Every line of the material must come back exactly as given.

*Task input*
== == ==

Issue #146, opened 2023-06-08
Refresh and destroy on `DeploymentSettings` fails with 404 if there is an out of band deletion


EvanBoyle:
Steps to repro:

1. create deployment settings from console
2. import deployment settings into program `pulumi import pulumiservice:index:DeploymentSettings deploymentSettings pulumi/test/bugrepro`
3. clear deployment settings on the stack via the console
4. run `pulumi refresh --skip-preview` and see the program fail due to 404, same behavior if you try to destroy.

To remediate, you have to export the state, delete the resource, import state, and only then are you unblocked to run an update and recreate the DeploymentSettings resource.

== == ==

*Task answer*
Issue #146, opened 2023-06-08
Refresh and destroy on `DeploymentSettings` fails with 404 if there is an out of band deletion


EvanBoyle:
Steps to repro:

1. create deployment settings from console
2. import deployment settings into program `pulumi import pulumiservice:index:DeploymentSettings deploymentSettings pulumi/test/bugrepro`
3. clear deployment settings on the stack via the console
4. run `pulumi refresh --skip-preview` and see the program fail due to 404, same behavior if you try to destroy.

To remediate, you have to export the state, delete the resource, import state, and only then are you unblocked to run an update and recreate the DeploymentSettings resource.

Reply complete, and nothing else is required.